Pixelation occurs in many imaging systems and limits the spatial resolution of the acquired images. This effect is notably present in quantum imaging experiments with correlated photons in which the number of pixels used to detect coincidences is often limited by the sensor technology or the acquisition speed. Here, we introduce a pixel super-resolution technique based on measuring the full spatially-resolved joint probability distribution (JPD) of spatially-entangled photons. Without shifting optical elements or using prior information, our technique increases the pixel resolution of the imaging system by a factor two and enables retrieval of spatial information lost due to undersampling. We demonstrate its use in various quantum imaging protocols using photon pairs, including quantum illumination, entanglement-enabled quantum holography, and in a full-field version of N00N-state quantum holography. The JPD pixel super-resolution technique can benefit any full-field imaging system limited by the sensor spatial resolution, including all already established and future photon-correlation-based quantum imaging schemes, bringing these techniques closer to real-world applications.

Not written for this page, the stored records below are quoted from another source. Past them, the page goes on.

PR #2010, opened 2026-06-16
[Feature] Improved Countdown Animations

WBHarry:
Changed to using animate instead of class-based css

### DIFF
--- a/module/applications/ui/countdowns.mjs
+++ b/module/applications/ui/countdowns.mjs
@@ -13,7 +13,6 @@ const { HandlebarsApplicationMixin, ApplicationV2 } = foundry.applications.api;
 export default class DhCountdowns extends HandlebarsApplicationMixin(ApplicationV2) {
     previousCountdownData = null;
     changedCountdownsForAnimation = new Set();
-    countdownChangeAnimationTimeout = null;
 
     constructor(options = {}) {
         super(options);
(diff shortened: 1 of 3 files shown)


module/applications/ui/countdowns.mjs
```diff
@@ -95,35 +94,41 @@ export default class DhCountdowns extends HandlebarsApplicationMixin(Application
...
+            const shimmerTiming = {
+                duration: 1000,
+                iterations: 1
+            };
 
-                /* If the countdown element is not rendered the user doesn't have permissions to it. No animation needed on the elment itself */
-                const countdownElement = this.element.querySelector(`.countdown-container[data-countdown="${countdownKey}"]`);
-                if (!countdownElement) continue;
+            const element = this.element.querySelector(`.countdown-container[data-countdown="${countdownKey}"]`);
+            element.animate(shimmerAnimation, shimmerTiming);
```
CarlosFdez:
```suggestion
            element?.animate(shimmerAnimation, shimmerTiming);
```

module/applications/ui/countdowns.mjs
```diff
@@ -95,35 +94,41 @@ export default class DhCountdowns extends HandlebarsApplicationMixin(Application
...
+                { boxShadow: '0 0 1px 1px var(--golden)' },
+                { boxShadow: '0 0 2px 2px var(--golden)' }
+            ];
+            const pulseTiming = {
+                duration: 1000,
+                iterations: 3
+            };
+
+            const element = this.element.querySelector(`.header-type-toggles .header-type[data-type="${type}"]`);
+            element.animate(pulseAnimation, pulseTiming);
```
CarlosFdez:
```suggestion
            element?.animate(pulseAnimation, pulseTiming);
```

WBHarry:
I was about to say that I don't think the `element` to animate can ever be undefined - but it is a good thing ultimately all the same. Maybe prevents some crash if a module changes the UI elements in some weird way or whatnot :+1:

CarlosFdez:
Yeah that was my primary thought. It's ridiculously unlikely but who knows. Especially with modules.

CarlosFdez (approved):
Tested, works better!

The pulse for a disabled header could be more obvious but separate thing I think.

WBHarry:
We could achieve that by adding a parent container that doesn't get the `opacity: 0.4` and then animated on that. I think the main culprit is the opacity making things dim.

CarlosFdez:
instead of opacity, it could maybe use var(--color-text-subtle)

PR #2016, opened 2026-06-19
[Fix] Resorting features to other feature types

CarlosFdez:
Leads to more predictable behavior when drag dropping adversary and environment features. Its a bit tricky to understand, so just in case I'll break it down.

Right now features are grouped together into passives -> actions -> reactions. This takes priority over sort order, so it is possible for a passive to internally have a higher sort order than an action even if it is actually displayed first.

image

In this situation, if overgrown battlefield was actually created last (and had the highest sort order), dragging "You are not welcome here" to "Overgrown Battlefield" would actually cause "You are not welcome here" to move towards the end (after defiler). Now, it goes to the front, before "Barbed Vines". 

Resorting items is not implemented in setting sheets, so this only affects the non-edit sheets at this time. Later on though it will also support the edit sheets once those allow resorting.

### DIFF
--- a/module/applications/sheets-configs/adversary-settings.mjs
+++ b/module/applications/sheets-configs/adversary-settings.mjs
@@ -54,7 +54,7 @@ export default class DHAdversarySettings extends DHBaseActorSettings {
     async _prepareContext(options) {
         const context = await super._prepareContext(options);
 
-        const featureForms = ['passive', 'action', 'reaction'];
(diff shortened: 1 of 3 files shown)


CarlosFdez:
I would rename CONFIG.DH.ITEM.featureForm to be plural but that would cause a conflict with later work I plan to do.

WBHarry (approved):
:+1: ⭐

PR #2018, opened 2026-06-19
[Fix] old armorscore AEs clobbering data

CarlosFdez:
This causes the AE to run through field changes rather than unguided changes, making the invalid AEs usually no-op rather than corrupt data.

### DIFF
--- a/module/data/actor/character.mjs
+++ b/module/data/actor/character.mjs
@@ -315,7 +315,12 @@ export default class DhCharacter extends DhCreature {
                         label: 'DAGGERHEART.ACTORS.Character.defaultDisadvantageDice'
                     })
                 })
-            })
+            }),
+            /** Accumulated armor score from all sources */
+            armorScore: new fields.SchemaField({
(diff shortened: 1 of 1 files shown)


CarlosFdez:
This does not actually fix the old AEs though, so a better PR title / changelog entry might be ideal.

WBHarry:
Ah, haven't messed with `persisted: false` before. So the idea is to avoid breaking by defining the property on the model, but not propagating it to the DB?

CarlosFdez:
Kinda mostly. When a change effect is applied, it can either go via field changes, or via unguided changes. Field changes are a bit smarter and do some casting. Before armor was going through unguided, and this lets it go through field changes.

I had asked in the foundry channels about the possibility of explicitly erroring in the console and cancelling the change if an AE tries to change an object, but the response I got suggested I do this instead. Its unfortunately silent, but I suppose its good if the changes work a bit smarter.

WBHarry (approved):

PR #2022, opened 2026-06-19
[Fix] TagTag/GroupRoll Resource Handling

### LINKED ISSUE #2019: [Bug] Group/Tag Team roll automation
**Describe the bug**
I have the Hope/Fear automation disabled so they are manually added. Using group and tag team rolls automatically adds Hope and Fear even though the automation is disabled.

**To Reproduce**
1. Go to Daggerheart automation settings
2. Disable Hope and Fear
3. Create a group or tag team roll
4. After finishing the roll see Hope/Fear is added automatically

**Expected behavior**
If disabled, the group/tag team roll should not add Hope/Fear automatically

**Setup Information:**
 - OS: Windows
 - Browser Firefox
 - Foundry Version v14 b364
- System Version v.2.3.4

WBHarry:
Fixes #2019 
Fixed so that GroupRolls and TagTeams respect the HopeFear automation setting

### DIFF
--- a/module/applications/dialogs/groupRollDialog.mjs
+++ b/module/applications/dialogs/groupRollDialog.mjs
@@ -481,21 +481,22 @@ export default class GroupRollDialog extends HandlebarsApplicationMixin(Applicat
 
         await cls.create(msgData);
 
-        if (!shouldUseHopeFearAutomation()) return this.cancelRoll({ confirm: false });
+        /* Handle resource updates for the finished GroupRoll */
+        if (shouldUseHopeFearAutomation({ gmAsPlayer: true })) {
+            const resourceMap = new ResourceUpdateMap(actor);
+            if (totalRoll.isCritical) {
+                resourceMap.addResources([
+                    { key: 'stress', value: -1, total: 1 },
+                    { key: 'hope', value: 1, total: 1 }
+                ]);
+            } else if (totalRoll.withHope) {
+                resourceMap.addResources([{ key: 'hope', value: 1, total: 1 }]);
+            } else {
+                resourceMap.addResources([{ key: 'fear', value: 1, total: 1 }]);
+            }
 
-        const resourceMap = new ResourceUpdateMap(actor);
-        if (totalRoll.isCritical) {
-            resourceMap.addResources([
-                { key: 'stress', value: -1, total: 1 },
-                { key: 'hope', value: 1, total: 1 }
-            ]);
-        } else if (totalRoll.withHope) {
-            resourceMap.addResources([{ key: 'hope', value: 1, total: 1 }]);
-        } else {
-            resourceMap.addResources([{ key: 'fear', value: 1, total: 1 }]);
+            resourceMap.updateResources();
         }
-
-        resourceMap.updateResources();
 
         /* Fin */
         this.cancelRoll({ confirm: false });
--- a/module/applications/dialogs/groupRollDialog.mjs
+++ b/module/applications/dialogs/groupRollDialog.mjs
@@ -1,4 +1,5 @@
 import { ResourceUpdateMap } from '../../data/action/baseAction.mjs';
+import { shouldUseHopeFearAutomation } from '../../helpers/utils.mjs';
 import { emitGMUpdate, GMUpdateEvent, RefreshType, socketEvent } from '../../systemRegistration/socket.mjs';
 import Party from '../sheets/actors/party.mjs';
 
@@ -479,6 +480,8 @@ export default class GroupRollDialog extends HandlebarsApplicationMixin(Applicat
             };
 
         await cls.create(msgData);
+
+        if (!shouldUseHopeFearAutomation()) return this.cancelRoll({ confirm: false });
 
         const resourceMap = new ResourceUpdateMap(actor);
         if (totalRoll.isCritical) {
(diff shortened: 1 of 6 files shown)


CarlosFdez:
hmm, if the GM finishes a group/tag team roll, should it use the GM setting or the player setting? In your solution I think it uses the setting of whoever finalizes it. But I actually don't know for sure.

WBHarry:
Hm..I guess that's true. In this case in particular, the GM would just be helping the players along if they interacted with the dialog assumably. 

How about adding an option to the function akin to `options = { gmAsPlayer: false }` or some such, so we can still keep it localized to a single place?

CarlosFdez:
shore, works for me. Or a user: "gm" | "player" option. Either or.

module/applications/dialogs/groupRollDialog.mjs
```diff
@@ -480,6 +481,8 @@ export default class GroupRollDialog extends HandlebarsApplicationMixin(Applicat
 
         await cls.create(msgData);
 
+        if (!shouldUseHopeFearAutomation()) return this.cancelRoll({ confirm: false });
```
CarlosFdez: This might read clearer if the stuff below here up to but not including fin was in an if instead wrapping up the resource map stuff. Though for now this is fine.

module/applications/dialogs/tagTeamDialog.mjs
```diff
@@ -750,6 +750,8 @@ export default class TagTeamDialog extends HandlebarsApplicationMixin(Applicatio
 
         await cls.create(msgData);
 
+        if (!shouldUseHopeFearAutomation()) return this.cancelRoll({ confirm: false });
```
CarlosFdez: I'm looking below and I'm seeing that the resource updates below also handle the tag team cost?

WBHarry: It does. I think that makes sense. The cost of the TagTeam is `Hope` after all. It seems sensible to me that if you don't want hope automation, then you want to manually apply the cost aswell.

WBHarry:
> shore, works for me. Or a user: "gm" | "player" option. Either or.

I went with `gmAsPlayer` override. More logical for me :+1:

module/applications/dialogs/groupRollDialog.mjs
WBHarry: Haha, I was thinking of that first, but I was under the impression you generally preferred an early if break return rather than wrapping.

I went ahead and changed it. I do think it's better with an if wrap here.

CarlosFdez: its definitely case by case. I wish I knew how to put it into words.

I prefer them more when they're at the start of a function, or if its an "error" case. If there is a chance of more getting added that have nothing to do with why we're early returning, I prefer not early returning. I think its that in this case, its not an error, its just that the rest of the function is resource consumption. But more stuff could be added there, and we could forget that we're early returning in a specific case?

My best guess anyways.

module/applications/dialogs/tagTeamDialog.mjs
CarlosFdez: Discussed separately, In essence I agree, but hope and stress costs are automated elsewhere for things like experiences even when the settings are disabled. For consistency they should match.

WBHarry: Pushed up a change where the hope cost for TagTeamRoll is always taxed regardless of the setting,
But I added an Enable/Disable checkbox to the Hope Cost in the dialog to make it easy to turn off as desired.

module/applications/dialogs/tagTeamDialog.mjs
```diff
@@ -753,32 +768,40 @@ export default class TagTeamDialog extends HandlebarsApplicationMixin(Applicatio
...
-            }
-            if (finalRoll.isCritical) resourceUpdates.push({ key: 'stress', value: -1, total: 1, enabled: true });
-            if (finalRoll.withFear) {
-                fearUpdate.value = fearUpdate.value === null ? 1 : fearUpdate.value + 1;
-                fearUpdate.total = fearUpdate.total === null ? -1 : fearUpdate.total - 1;
-            }
 
-            game.actors.get(memberId).modifyResource(resourceUpdates);
+        if (shouldUseHopeFearAutomation({ gmAsPlayer: true })) {
+            for (let memberId in tagTeamData.members) {
```
CarlosFdez:
```suggestion
            for (const memberId in tagTeamData.members) {
```

module/applications/dialogs/tagTeamDialog.mjs
```diff
@@ -753,32 +768,40 @@ export default class TagTeamDialog extends HandlebarsApplicationMixin(Applicatio
...
+                const resourceUpdates = [];
+                const rollGivesHope = finalRoll.isCritical || finalRoll.withHope;
+                if (memberId === tagTeamData.initiator.memberId) {
+                    const value = tagTeamData.initiator.cost
+                        ? rollGivesHope
+                            ? 1 - tagTeamData.initiator.cost
+                            : -tagTeamData.initiator.cost
+                        : 1;
```
CarlosFdez:
```suggestion
                    const cost = tagTeamData.initiator.cost;
                    const gained = rollGivesHope ? 1 : 0;
                    const value = gained - (cost ?? 0);
```

Looking carefully, it looked like no cost always gave a hope regardless of hope result. This should handle it, but I haven't tested it.

CarlosFdez: I suppose you could also do `const value = (rollGivesHope ? 1 : 0) - (tagTeamData.initiator.cost ?? 0);` if that doesn't trigger line length limits and looks clear.

CarlosFdez: Hmm, looking deeper, you could probably replace `rollGivesHope` with `hopeGained` and you won't even have to do the ternary. 

You could consider `const cost = memberId === tagTeamData.initiator.memberId ? tagTeamData.initiator.cost ?? 0 : 0;` before the if, doing `hopeGained - cost` and then checking if the value is not zero, but I'm not 100% sure. This would skip the if/else.

CarlosFdez (approved):
From some initial poking around, works well, tank u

像素化发生在许多成像系统中，并限制了所获取图像的空间分辨率。这种效应明显存在于相关光子的量子成像实验中，其中用于检测重合的像素数量通常受到传感器技术或采集速度的限制。在这里，我们介绍了一种基于测量空间纠缠光子的全空间分辨联合概率分布 (JPD) 的像素超分辨率技术。在不移动光学元件或使用先验信息的情况下，我们的技术将成像系统的像素分辨率提高了两倍，并且能够检索由于欠采样而丢失的空间信息。我们展示了它在使用光子对的各种量子成像协议中的用途，包括量子照明、纠缠启用的量子全息术、以及 N00N 态量子全息的全场版本。JPD 像素超分辨率技术可以使任何受传感器空间分辨率限制的全场成像系统受益，包括所有已经建立和未来基于光子相关的量子成像方案，使这些技术更接近现实世界的应用。